As a part of my bachelor thesis on cosmic structure formation I have been dealing with a sum of many randomly distributed phase factors, so in principle with a pearson random walk. If there are $N$ particles with random locations $\vec{q_j}$ within a sphere of Radius $R$ the sum I have been talking about would be $$s = \sum_{j=1}^N \mathrm{e}^{i \vec{k}\cdot \vec{q_j}}$$
$\phi_s$ denotes the phase of $s$ and it is a quantity which fluctuates between $-\pi$ and $\pi$ on a scale of $1/R$ (can I state this more precisely?). Essentially I want to evaluate the asymptotic proportionalities for $R\rightarrow \infty$ of the integral
$$\int_{\Omega} \mathrm{d}^3k f(\vec{k}) \phi_s(\vec{k})$$
with $\Omega \subset \mathbb{R}^3$. The result should be some distribution with mean zero and a standard deviation which depends on $R$.
What I did so far:
If the problem was in a onedimensional setting with $f = 1$ I would start like this. In order to integrate $\phi_s$ over a finite interval I would "discretize" it: Instead of integrating $\phi_s$ itself I integrate a step function with step size $\frac{1}{R}$ and a random value between $-\pi$ and $\pi$. Now the integral has in principle become a product of the step size $\frac{1}{R}$ and the result of a 1D-random walk: $$\int_a^b \phi_s(k)\mathrm{d}k \approx \sum_{j=1}^{\left \lceil{(b-a)R}\right \rceil} (\pm \pi) \frac{1}{R}$$ with $\pm \pi (j)$ yielding $\pi$ and $-\pi$ with equal probability (actually it should be some value between $-\pi$ and $\pi$ but this should only be wrong by a constant prefactor). For $R\rightarrow \infty$ the average value of this sum is 0 while its standard deviation should be $\frac{\pi}{R}\sqrt{(b-a)R} = \pi\sqrt{\frac{(b-a)}{R}}$.

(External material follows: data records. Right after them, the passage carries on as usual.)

PR #1793, opened 2025-04-29
DRIVERS-3023 rename test operation to avoid clash with existing op

abr-egn:
- [✅] Update changelog.
- [✅] Test changes in at least one language driver. (https://github.com/mongodb/mongo-rust-driver/pull/1366)
- [✅] Test these changes against all server versions and topologies (including standalone, replica set, sharded
    clusters, and serverless).

This renames the gridfs rename operation from "rename" to "renameById" (consistent with the existing "renameByName") to avoid conflicting with the existing change streams "rename" test operation.  AFAICT the only driver that picked up the tests with the original name is PHP so churn should be minimal.

### DIFF
--- a/source/gridfs/tests/rename.json
+++ b/source/gridfs/tests/rename.json
@@ -93,7 +93,7 @@
       "description": "rename by id",
       "operations": [
         {
-          "name": "rename",
+          "name": "renameById",
           "object": "bucket0",
           "arguments": {
             "id": {
@@ -161,7 +161,7 @@
       "description": "rename when file id does not exist",
       "operations": [
         {
-          "name": "rename",
+          "name": "renameById",
           "object": "bucket0",
           "arguments": {
             "id": {
--- a/source/gridfs/tests/rename.yml
+++ b/source/gridfs/tests/rename.yml
@@ -51,7 +51,7 @@ initialData:
 tests:
   - description: "rename by id"
     operations:
-      - name: rename
+      - name: renameById
         object: *bucket0
         arguments:
           id: { "$oid": "000000000000000000000001" }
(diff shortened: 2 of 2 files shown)


GromNaN (changes requested):
> AFAICT the only driver that picked up the tests with the original name is PHP so churn should be minimal

We implement the method `GridFS::rename()` [since 2017](https://github.com/mongodb/mongo-php-library/blob/ce591998fccd7a1b64d4354542f33b14beb0c089/src/GridFS/Bucket.php#L431); as it [is specified](https://github.com/mongodb/specifications/blob/master/source/gridfs/gridfs-spec.md#renaming-stored-files).
You can't change this test without changing the spec.

abr-egn:
Sorry, I misspoke; I did mean the `collection` entity `rename` operation (currently used in change streams tests, hence the confusion).

To be honest I didn't anticipate that keeping the name of the method as defined in the API spec and the test operation the same would be as important as it clearly is - I saw keeping the API spec name as `rename` and updating the test operation name to `renameById` to be a quick and easy way to _save_ work across drivers and since that's no longer at all clear there's no need for this change.

For context, the Rust unified test runner parses the test files ahead of time into a vector of strongly-typed test operations, including argument structs for each operation.  The addition of the test files in DRIVERS-3023 introduced an ambiguity with `rename` where the shape of the expected arguments is not statically determined by the name of the operation (in contrast with `aggregate`, for example, which always has the same argument shape no matter which entity type it's targeting).  I saw that and had the impulse that other drivers might do the same ahead-of-time parsing as Rust, and so it might be kind to save aggregate work by renaming a few strings rather than requiring extra test runner logic across multiple drivers.

Anyway, this isn't a blocker for Rust; I've implemented indirection to deal with the ambiguity in https://github.com/mongodb/mongo-rust-driver/pull/1366 and I expect if any other drivers run into this they can do similar.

Now this method can be generalized in various directions. In order to integrate the product of $\phi_s$ with some function $f$ over a possibly unbounded domain in one dimension one can use the same line of thought but now one has to deal with a random walk with varying step size according to $f$. $$\int_a^b f(x) \phi_s(x) \mathrm{d}x \approx \sum_{j=1}^{(b-a)R} f(j)\phi_s(j) \frac{1}{R}$$ Using $\phi_s = \pm \pi$ and the additivity of variances one can write the standard deviation of this term as follows: $$\sigma = \frac{\pi}{R}\sqrt{\sum_{j=1}^{(b-a)R} (f(j))^2} = \frac{\pi}{\sqrt{R}}\sqrt{\sum_{j=1}^{(b-a)R} (f(j))^2 \frac{1}{R}} \xrightarrow{R\rightarrow \infty} \frac{\pi}{\sqrt{R}} \sqrt{\int_a^b (f(x))^2 \mathrm{d}x}$$ In the last step I used the definition of the (possibly improper) Riemann integral. The $D$-dimensional case is completely analogous and yields $$\sigma\left(\int_{\Omega} f(\vec{x}) \phi_s(\vec{x}) \mathrm{d}^D x\right) \approx \frac{\pi}{\sqrt{R}^D} \sqrt{\int_{\Omega} (f(\vec{x}))^2 \mathrm{d}^Dx}$$ for the case where $\phi_s$ fluctuates randomly on a scale of $R$ in every direction and $$\sigma\left(\int_{\Omega} f(\vec{x} \phi_s(\vec{x}) \mathrm{d}^D x\right) \approx \frac{\pi}{\Pi_{i=1}^D \sqrt{R_i}} \sqrt{\int_{\Omega} (f(\vec{x}))^2 \mathrm{d}^Dx}$$ for the case where $\phi_s$ fluctuates randomly on a scale of $R_i$ in the direction $i$.